### Description of the task
Starting at the first line of the records below, transcribe each line exactly, ending with the line that contains "This PR refactors our".

(Dataset entries)
------------------------------------------------------------------------

PR #785, opened 2023-09-10
Refactor ClusterMap

XAMPPRocky:
This PR refactors our internal storage of transmission of clusters over xDS to be more focused on endpoints rather than mimicking Envoys layout. We weren't using basically any of it, and having all of those extra fields was creating a lot of extra bytes and made the encoding logic more complicated.

This PR moves to using a simpler map of locality -> endpoints, as that was the only part we were using, and uses our own proto types for xDS discovery. We still use the core discovery request and response wrapper, it's just the types inside are now Quilkin types rather than envoy types.

We don't have a xDS benchmark, but I wrote a small micro benchmark of just the time and size of discovery responses, and there's a significant improvement to using this implementation, being roughly 30%-250% faster depending on the endpoint amounts (being faster for smaller amounts of endpoints where the message size overhead is more noticeable), and being 12% smaller.

### Old
endpoints | time (seconds) | size (bytes)
-|-|-
0 | 0.001 | 53
100 | 0.005 | 5537
1000 | 0.028 | 55013
10000 | 0.117 | 550013
65535 | 0.721 | 3653593

### New
endpoints | time (seconds) | size (bytes)
-|-|-
0 | 0.001 | 53
100 | 0.002 | 4910
1000 | 0.011 | 48984
10000 | 0.085 | 489984
65535 | 0.539 | 3260352

### Diff
endpoints | time (faster) | size (smaller)
-|-|-
100 | 2.5x | 12%
1000 | 2.5x | 12%
10000 | 37% | 12%
65535 | 33% | 12%

```rust
#[test]
fn protobuf_test() {
    let measure = |count: u16| {
        let config = Config::default();
        if count != 0 {
            config.clusters.write().insert_default(crate::endpoint::LocalityEndpoints::from((0..count).map(|i| Endpoint::from((std::net::Ipv4Addr::UNSPECIFIED, i))).collect::<Vec<_>>()));
        }
        let response_creation = std::time::Instant::now();
        let response = config.discovery_request("", ResourceType::Cluster, &[]).unwrap();
        let time = response_creation.elapsed().as_secs_f64();
        let size = crate::prost::encode(&response).unwrap().len();
        println!("count: {count}, time: {time}, size: {size}");
    };

    (measure)(0);
    (measure)(100);
    (measure)(1000);
    (measure)(10000);
    (measure)(u16::MAX);
    panic!();
}
```

### DIFF
--- a/agones/src/xds.rs
+++ b/agones/src/xds.rs
@@ -181,7 +181,6 @@ filters:
             .as_mut()
             .map(|annotations| annotations.remove(token_key).unwrap());
         gameservers.replace(name.as_str(), &pp, &gs).await.unwrap();
-
         // now we should send a packet, and not get a response.
         let mut failed = false;
         for i in 0..30 {
@@ -196,6 +195,10 @@ filters:
                 failed = true;
                 break;
             }
+        }
+        if !failed {
+            debug_pods(&client, "role=proxy".into()).await;
+            debug_pods(&client, "role=xds".into()).await;
         }
         assert!(failed, "Packet should have failed");
     }
--- a/agones/src/sidecar.rs
+++ b/agones/src/sidecar.rs
@@ -77,10 +77,8 @@ filters:
         on_write: DO_NOTHING
         bytes: c2lkZWNhcg== # sidecar
 clusters:
-  default:
-    localities:
-      - endpoints:
-          - address: 127.0.0.1:7654
+  - endpoints:
+    - address: 127.0.0.1:7654
 "#;
 
         let config_map = config_maps
--- a/benches/throughput.rs
+++ b/benches/throughput.rs
@@ -30,7 +30,7 @@ fn run_quilkin(port: u16, endpoint: SocketAddr) {
         let runtime = tokio::runtime::Runtime::new().unwrap();
         let config = Arc::new(quilkin::Config::default());
         config.clusters.modify(|clusters| {
-            clusters.insert_default(vec![quilkin::endpoint::Endpoint::new(endpoint.into())])
+            clusters.insert_default([quilkin::endpoint::Endpoint::new(endpoint.into())].into())
         });
 
         let proxy = quilkin::cli::Proxy {
--- a/build.rs
+++ b/build.rs
@@ -33,6 +33,7 @@ fn main() -> Result<(), Box<dyn std::error::Error>> {
         "proto/data-plane-api/envoy/type/metadata/v3/metadata.proto",
         "proto/data-plane-api/envoy/type/tracing/v3/custom_tag.proto",
         "proto/quilkin/relay/v1alpha1/relay.proto",
+        "proto/quilkin/config/v1alpha1/config.proto",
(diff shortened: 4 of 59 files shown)


markmandel:
Lemme know if you want me to take a look, but also reminding you that we have:

https://github.com/googleforgames/quilkin/blob/d8e93b60ab0be42d8ae7b020d21302345d6dfe7b/agones/src/lib.rs#L418-L425

In case you want to try debugging in here.

XAMPPRocky:
> In case you want to try debugging in here.

I added it but it doesn't seem to be working? 🤔

agones/src/xds.rs
```diff
@@ -57,6 +57,7 @@ mod tests {
     /// for this test, we should only have single Agones integration test in this suite, since they
     /// could easily collide with each other.
     async fn agones_token_router() {
+        quilkin::test_utils::enable_log("agones=debug");
```
markmandel, line 60: Depending on what aspect you want to debug, you will nee to also include a call to `debug_pods(client: &Client, labels: String)` to actually get logs and events about those pods.

For example, `debug_pods(client, "role=proxy")` will output debug information about the proxy instances. You can see the labels they have here:

https://github.com/googleforgames/quilkin/blob/c0d5ca5c1052366a097959711e6c75b2634befbb/agones/src/xds.rs#L374

(This would be good to add to the doc on debug_pods) 

https://github.com/googleforgames/quilkin/blob/d8e93b60ab0be42d8ae7b020d21302345d6dfe7b/agones/src/lib.rs#L418-L425 )

markmandel: Also looking at the build log, it's not failing because something failed to come up (as far as I can tell anyway), it's failing here:

https://github.com/googleforgames/quilkin/blob/c0d5ca5c1052366a097959711e6c75b2634befbb/agones/src/xds.rs#L201

So the existing `debug_pod` statements aren't going to help in this moment - they have to be conditionally put in.

agones/src/xds.rs
```diff
@@ -181,7 +182,7 @@ filters:
             .as_mut()
             .map(|annotations| annotations.remove(token_key).unwrap());
         gameservers.replace(name.as_str(), &pp, &gs).await.unwrap();
-
+        debug_pods(client, "role=proxy");
```
markmandel, line 185: My suggestion might be to change line 201 from

```rust
assert!(failed, "Packet should have failed");
```

to something like:

```rust
if failed {
  // proxies
  debug_pods(client, "role=proxy");
  // xds server
  debug_pods(client, "role=xds");

  panic!("Packet should have failed");
}
```

Then the condition can always stay in the test in case of future debugging requirements.

XAMPPRocky: SGTM

markmandel:
Ah, `parse_ipv6_endpoint` has `localities` in the config still

https://github.com/googleforgames/quilkin/blob/de4988956bdf27e6277b449324599b112fb86cb7/src/config.rs#L412-L424

markmandel (approved):

PR #791, opened 2023-09-18
fix timestamp warnings

XAMPPRocky:
This is preventing all other PRs from succeeding.

### DIFF
--- a/src/cli/qcmp.rs
+++ b/src/cli/qcmp.rs
@@ -70,7 +70,7 @@ impl Ping {
                 }
             };
 
-            let recv_time = chrono::Utc::now().timestamp_nanos();
+            let recv_time = chrono::Utc::now().timestamp_nanos_opt().unwrap();
             let reply = Protocol::parse(&buf[..size]).unwrap().unwrap();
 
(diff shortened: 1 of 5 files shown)


src/cli/qcmp.rs
```diff
@@ -70,7 +70,7 @@ impl Ping {
                 }
             };
 
-            let recv_time = chrono::Utc::now().timestamp_nanos();
+            let recv_time = chrono::Utc::now().timestamp_nanos_opt().unwrap();
```
markmandel, line 73: Is there any risk of `timestamp_nanos_opt()` returning `None` ?

XAMPPRocky: Only if people are still running Quilkin in a few hundred years. https://docs.rs/chrono/latest/chrono/struct.DateTime.html#method.timestamp_nanos_opt

> An i64 with nanosecond precision can span a range of ~584 years. This function panics on an out of range DateTime.
> The dates that can be represented as nanoseconds are between 1677-09-21T00:12:44.0 and 2262-04-11T23:47:16.854775804.

markmandel (approved):

Issue #673, opened 2023-01-02
Add Helm Charts


XAMPPRocky:
To make Quilkin installation easier on kubernetes, we should add support for helm for managing Quilkin in your clusters. Combined with #662 the proxy and management servers can work out of the box, with no more than `helm install quilkin`.

XAMPPRocky:
> Wherein --arguments lets you define what arguments to pass to the quilkin executable.

I think we should maybe go a bit higher level than having the user set the executable arguments. I think the options should be like `provider` and `mode`, and then we can have it so that when you set `provider=agones` it implies Agones RBAC permissions.

```
helm install quilkin --set mode=proxy --set provider=agones quilkin/quilkin
```

markmandel:
We could go that route - although I was trying to avoid the inevitable expansion of 100 helm options by providing the most flexible option up front (check out Agones helm configuration params -- https://agones.dev/site/docs/installation/install-agones/helm/#configuration 

It can explode quite fast.

So tradeoffs 😃

This sounds like an excellent topic to walk through some customer user journeys in our next monthly meeting, and list out what each one would create and how, and see what future plans we might envisage, and how that would work as well.

Even fun things like - should proxies be deployed with a `Service`  or no? (then what options on the Service?).

There will probably want to be a Service for an xDS provider, but again, is that private, public, something else?

As we work through, we might find something a bit more generic may work in our favour better (or not!)

markmandel:
Comments from community meeting - we'll aim for

```
helm install quilkin --set mode=proxy --set provider=agones quilkin/quilkin
```

And can expand it over time as more config options are requested.

kiennguyen2403:
Hi @markmandel @XAMPPRocky 
"Hi, I’d like to work on this issue. I’m new to the project. Is this issue still available?

PR #802, opened 2023-09-26
Add health checks for each service

XAMPPRocky:
This PR refactors the health checks, so that we have service specific health checks, such that a service only marks itself as ready if its provider has given a valid response. And the `agent` service is only healthy when it has an active connection from the relay, and will retry its connection if it hasn't heard from it in awhile.


src/xds/client.rs
```diff
@@ -297,6 +307,13 @@ impl AdsStream {
 
                         match next_response.await {
                             Ok(Some(Ok(ack))) => {
+                                runtime_config
+                                    .xds_is_healthy
+                                    .read()
+                                    .as_deref()
+                                    .unwrap()
+                                    .store(true, Ordering::SeqCst);
```
markmandel, line 315: With the current implementation, this will drop the a proxy connected to a management server in and out of the load balancer, since liveness is tied to readiness - and that seems less than ideal.

The proxy should still process packets even it's retrying the connection - up until the point where it has to drop entirely to restart.

As as note - with this change, if a backing xDS server goes down, this will take down all clients (proxies, relays, etc) that are connected with it when they eventually restart. Are we happy with that? That's a pretty big area of effect (this reads like a potential regional outage to me).

Or maybe this is more of a documentation issue? i.e. "make sure you set health checks considerably long enough to allow for the system to retry connections" ?

src/cli/admin.rs
```diff
@@ -0,0 +1,219 @@
...
+    fn handle_request(
+        &self,
+        request: Request<Body>,
+        config: Arc<Config>,
+        health: Health,
+    ) -> Response<Body> {
+        match (request.method(), request.uri().path()) {
+            (&Method::GET, "/metrics") => collect_metrics(),
+            (&Method::GET, "/live" | "/livez") => health.check_healthy(),
+            (&Method::GET, "/ready" | "/readyz") => check_readiness(|| self.is_healthy(&config)),
```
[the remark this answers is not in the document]
XAMPPRocky: > rather than making/assuming they are the same thing - since I would recommend we default to readiness being false, but liveness being true.

Maybe the code isn't clear, but they aren't the same thing. The `health.check_healthy()` check only operates on whether the program has panicked. Where as `Admin::is_healthy` is service specific readiness.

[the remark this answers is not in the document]
markmandel: Ooooh! You are right, I totally saw "healthy" and read that as _liveness_, since the `health.check_healthy()` has the same name.

In which case, let's rename things to they align properly, so something like:

`health.check_healthy(),` ➡️  `health.check_liveness()` 
`RuntimeConfig::is_healthy(...)` ➡️  `RuntimeConfig::is_ready(...)`

So then both use the right words for everything. Sound good?

src/xds/client.rs
markmandel: So just to reiterate this properly, now my understanding is more correct.

On initial creation of the Quilkin process we wait to be Ready until we wait for a successful connection to whatever backing process we are working with (xDS, K8s, whatever).

But if that connection drops, eventually all Quilkin instances handling that connection will take themselves out of the load balancer - which means, the whole system stops processing data - and we have a single point of failure that can cause a regional outage.

Is that okay?

For example: if you had a Proxy connected Relay, and the Relay goes down, should the proxies should continue to be processing data packets for as long as it takes for the Relay to come back up? Or should it eventually stop processing (Ready: false) all together because continuing to process data with stale configuration data would be bad?

Assuming we want a Proxy to eventually stop serving traffic if  a relay goes down, we have some good controls at hand, on the Kubernetes side.  Since we would probably want fast readiness on success, I expect we would advocate for a `periodSeconds` of 1 (the minimum), but then have a `successThreshold` of 1, but `failureThreshold` of something like 30 (or some other larger number) - so end users can control this.

I just want to talk this though, since the implications here can be wide, so we would need to document this really well.

XAMPPRocky: > Or should it eventually stop processing (Ready: false) all together because continuing to process data with stale configuration data would be bad?

It should eventually stop processing, because it will not be able to serve new servers. A proxy should have a long `gracefulTerminationSeconds` so that it has plenty of time to continue to serve existing servers. It's not just that processing with stale data would be bad, it will not be able to process any new traffic if it doesn't have a working provider.

> we have some good controls at hand, on the Kubernetes side.

Relatedly, this is an another place where have #673 would be useful. We'd be able to define good defaults for these thresholds, instead of requiring users to figure it out themselves.

koslib (approved):

src/xds/client.rs
markmandel: > It should eventually stop processing, because it will not be able to serve new servers.

Okay, cool - so we are definitely saying that **if a relay goes down, at _some point_ any connected proxies should stop serving traffic altogether**. (similar for other connected scenarios).

> Relatedly, this is an another place where have https://github.com/googleforgames/quilkin/issues/673 would be useful. We'd be able to define good defaults for these thresholds, instead of requiring users to figure it out themselves.

We can handle some of this with our examples, but we're definitely entering a land where Helm charts are starting to get useful (especially when combo'd with rbac rules etc).

I also feel like it's probably game dependent (most likely tied to session length), so documentation on when and where a Ready would end up being false, is very important here.

For example, if I have a game session that lasts <=30m, I would probably want my proxies to end up non-Ready after > 30m (maybe 35m?) to ensure any existing sessions have time to finish, but after that, if the proxy is not getting any new data, therefore keeping the proxy running becomes a risk, and it should be shut down at that point.

For something like a lobby server or something longer running, removal would probably end up being much longer I expect (a few hours? a day?).

> A proxy should have a long gracefulTerminationSeconds so that it has plenty of time to continue to serve existing servers and recover. 

`gracefulTerminationSeconds` has more to do with things like node shutdownds, upgrades, rolling update deployments etc -- so did you mean this in more of a "we should have more documentation around termination" (100% agree btw), or I may be missing a point here on liveness/readiness.

Also a great other reason for some suggested values / Helm charts, here as well.

markmandel (commented):
Only thing blocking for me then (after the recent discussion) is updates to documentation at https://googleforgames.github.io/quilkin/main/book/deployment/admin.html on readiness and liveness, with potentially some good default values.

I'm happy to take those values and port them into examples as well).

src/xds/client.rs
XAMPPRocky: > I also feel like it's probably game dependent (most likely tied to session length), so documentation on when and where a Ready would end up being false, is very important here.

Definitely, if we were building a helm chart, I would expose a `expectedSessionLength` variable, and use that as the basis of the calcuations we set for thresholds.

> For example, if I have a game session that lasts <=30m, I would probably want my proxies to end up non-Ready after > 30m (maybe 35m?) to ensure any existing sessions have time to finish

You probably want it to be at least 1.5x to 2.5x your session length, because you want to be account for variability in session length, and a session starting at the same time that the provider went down.

> so did you mean this in more of a "we should have more documentation around termination" (100% agree btw), or I may be missing a point here on liveness/readiness.


Sorry I meant the similarly named `terminationGracePeriodSeconds`.

docs/src/deployment/admin.md
```diff
@@ -34,15 +34,36 @@ The admin interface provides the following endpoints:
...
 
-Depending on whether Quilkin is run in Proxy mode i.e. `quilkin proxy`, vs an xDS provider mode, such as `quilkin
-manage agones`, will dictate how readiness is calculated:
+Readiness is service and provider specific, so based on what you're running
+there will be different criteria for a service to be considered ready. Here's
+a list of the criteria for each service an provider.
+
+| Service | Readiness                                                           |
+|---------|---------------------------------------------------------------------|
+| Proxy   | Management server is connected (or always true if config is static) |
```
markmandel, line 51:
```suggestion
| Proxy   | Management server is connected (or always true if config is static)  AND if there is more than one endpoint configured|
```

But otherwise, this looks good to go!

------------------------------------------------------------------------

### Result of the task
PR #785, opened 2023-09-10
Refactor ClusterMap

XAMPPRocky:
This PR refactors our internal storage of transmission of clusters over xDS to be more focused on endpoints rather than mimicking Envoys layout. We weren't using basically any of it, and having all of those extra fields was creating a lot of extra bytes and made the encoding logic more complicated.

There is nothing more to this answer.